Пастернак, который волей-неволей появляется в данном контексте со своей безоглядной влюблённостью в единокровную сестру-жизнь, недооценивал веры своих предков. Похоже, он полагал, что из иудаизма вылетела прекрасная бабочка христианства и оставила кокон пустым. Но ранний, в особенности ранний Пастернак – это царь Давид, поющий благодарственную песнь Жизни – реальной, плотской, неопровержимой, в которой просто нет места неправедности, потому что она переполнена собой.

В этой трагической противоречивости жила и Софья Парнок:

 

Кто разлюбляет плоть, хладеет к воплощенью:

Почти не тянется за глиною рука.

Уже не вылепишь ни льва, ни голубка,

Не станет мрамором, что наплывает тенью.

 

На полуслове – песнь, на полувзмахе – кисть

Вдруг остановишь ты, затем что их – не надо...

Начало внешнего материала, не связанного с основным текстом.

PR #6231, opened 2024-12-02
chore: replace defaultChecked with checked

jordanvn:
#### Description of changes
* Fix bug causing no radio buttons to be checked by default in Authenticator "verify user" state

#### Checklist

- [ ] PR description included

### DIFF
--- a/packages/react/src/components/Authenticator/VerifyUser/VerifyUser.tsx
+++ b/packages/react/src/components/Authenticator/VerifyUser/VerifyUser.tsx
@@ -39,7 +39,7 @@ const generateRadioGroup = (
           name="unverifiedAttr"
           value={key}
           key={key}
-          defaultChecked={index === 0}
+          checked={index === 0}
         >
           {translate(verificationType)}:{' '}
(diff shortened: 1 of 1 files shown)


packages/react/src/components/Authenticator/VerifyUser/VerifyUser.tsx
```diff
@@ -39,7 +39,7 @@ const generateRadioGroup = (
           name="unverifiedAttr"
           value={key}
           key={key}
-          defaultChecked={index === 0}
```
jordanvn, line 42: `defaultChecked` is not used to pass in an initial boolean value of a radio button, [it is to return the initial boolean value of the radio button](https://developer.mozilla.org/en-US/docs/Web/API/HTMLInputElement/defaultChecked). Setting it here will not actually set the value of the radio button.

jordanvn: This actually looks like it isn't the case. It appears that in the Amplify Radio component, `defaultChecked` does indeed set the default state of the checkbox

PR #6239, opened 2024-12-06
fix: resolve React Native build test failure

jordanvn:
#### Background
* The mega app used in cli React Native canary build tests uses the dependency `react-native-safe-area-context`
  * Currently, the workflow to run the build test is set to use the latest version of `react-native-safe-area-context`
  * The release of version 5.0.0 increased the minimum required version of React Native to 0.75.0+, while support for lower versions is still being included in tests
  * This caused an incompatibility on tests using versions of React Native below 0.75.0, resulting in test failure.
* Build test was confirmed to pass with this change

#### Description of changes
* Set version of `react-native-safe-area-context` used in pipeline build tests to latest minor change within v4, as v5 includes breaking changes to React Native versions required in testing process.

#### Checklist

- [ ] PR description included

### DIFF
--- a/.github/workflows/build-system-test-react-native.yml
+++ b/.github/workflows/build-system-test-react-native.yml
@@ -6,8 +6,9 @@ permissions:
   id-token: write # This is required for aws-actions/configure-aws-credentials
 
 on:
-  schedule:
-    - cron: '0 * * * *' # Run at the first minute of every hour
+  pull_request:
+    branches: [main, hotfix]
+    types: [opened, synchronize, labeled]
 
 jobs:
   build:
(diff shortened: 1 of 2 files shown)


HuiSF (approved):

scanlonp (approved):

jordanvn:
> Thanks for handling this. Have some questions and general feedback on the approach: Couple things:
> 
> * have we validated that React Native >0.75 works with the pinned version of react-native-safe-area-context?
> * feels off to be hard coding a version in the install script. Would expect the approach here to align with the approach taken with other build tests that rely on specific versions to prevent confusion in the future
> * our minimum allowed peer dep is `^4.2.5`, imo the pin should should match just even if `^4.14.0` is what ends up being installed to reduce the cognitive load for future maintainers
> * snowflake-y workarounds should have code comments that provide context for future maintainers

* Yes, I have validated that React Native >0.75 works with the pinned version.
* I agree with the additional comments here and will put together a follow-up to improve the quality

Прощай, прощай и ты, прекрасная корысть,

Ты, духа предпоследняя услада!

 

В том историческом времени, в котором выпало родиться и жить Парнок, Пастернаку, Мандельштаму, им, русским поэтам, выбравшим жизнь в России, христианство было сподручней, что ли, как бы цинично это ни звучало. Я говорю лишь о формальной стороне дела. Тут и значение церковнославянского в образовании литературного русского, и – с другой стороны – искалеченный русский или полная безграмотность предков, живших в черте оседлости, и поэтому – стремление отдалиться от семьи, рода, и значит – отречься от священных иудейских ценностей. (Если взглянуть на этот язык, а он прекрасно представлен, к примеру, в пьесе Ф. Горенштейна «Бердичев», то воистину есть от чего бежать без оглядки – от лингвистического ада.) Тут и судьба страны с ее антисемитизмом (здесь Россия не одинока) и великим революционным проектом – «...в белом венчике из роз – / впереди – Исус Христос», на который кто только не клюнул, чтобы потом, с большим или меньшим неуспехом, повиснуть на крюке. Еще до революции, под впечатлением войны, П. пишет:

 

Гонимы роковою ложью,

Друг в друге разъяряют злость

И, поминая имя Божье,

В Христову плоть вонзают гвоздь.

 

И в том же году появляются горделиво-жертвенные строки: «Пусть у Европы есть история, – / Но у России: житие». И дальше, опережая Блока: «...над странницею многолюбящей / Провижу венчик золотой». Затем, через несколько лет, снова отчаянье и непримиримый дух Ветхого Завета:

 

Вы, пастыри Христовых стад,

Купцы с апостольской осанкой!

Что ваша жертва? Только вклад:

Внесли и вынули из банка!

 

И оттого твой древний свет

Над миром всходит вновь, Израиль,

Что крест над церковью истаял

И в этой церкви Бога нет!

 

Все эти метания в религиозной горячке говорят лишь о том, что, кроме «кастальской струи», ничто жажду поэта не утоляет. Да и стихи эти, несмотря на их восклицательный пафос, аккуратные, словно бы вырезанные по классическому трафарету. Они хороши и безупречно музыкальны, как всё, что написано П., но, быть может, слишком высокопарны и риторичны.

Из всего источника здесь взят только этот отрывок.